The required result is a copy of each line below in which "func" appears.

###

Issue #475, opened 2022-07-04
Implicit conversion of constants to pointer types


gavinleroy:
Consider the following Go program:
```go
package main

import "fmt"

type A struct {
    F int
}

type B struct {
    As []A
}

//@ preserves acc(a)
func (a *A) get_f() int {
    return a.F
}

//@ requires acc(b)
//@ requires acc(b.As)
//@ requires len(b.As) > 1
func (b *B) sum() int {
    first := b.As[0] // <--- NOTE Gobra requires &b.As[0]
    second := b.As[1]
    return first.get_f() + second.get_f()
}

//@ trusted
func main() {
    arr := make([]A, 2)
    arr[0] = A{F: 5}
    arr[1] = A{F: 10}
    b := &B{As: arr}
    fmt.Println("hello: ", b.sum())
}
```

###

--- Completed task ---
func (a *A) get_f() int {
func (b *B) sum() int {
func main() {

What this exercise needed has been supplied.